_ASSIGNMENT_
The answer must be an exact transcription of all the records below.

^^^^^^^^

PR #983, opened 2021-03-29
feat(core): add word cloud chart

theiliad:
image


jeanservaas (commented):
Now that all the words are horizontal and assuming that all type dims out as intended on hover the only other comment that I have is that any type larger than 32px should be pulling in Plex Condensed Light (300) weight, not Regular (400) weight.

natashadecoste (dismissed):
its nice on the resize ✨  and i like how easy it is to re-label the tooltip

natashadecoste (approved):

^^^^^^^^

_RESPONSE TO THIS EXERCISE_
PR #983, opened 2021-03-29
feat(core): add word cloud chart

theiliad:
image


jeanservaas (commented):
Now that all the words are horizontal and assuming that all type dims out as intended on hover the only other comment that I have is that any type larger than 32px should be pulling in Plex Condensed Light (300) weight, not Regular (400) weight.

natashadecoste (dismissed):
its nice on the resize ✨  and i like how easy it is to re-label the tooltip

natashadecoste (approved):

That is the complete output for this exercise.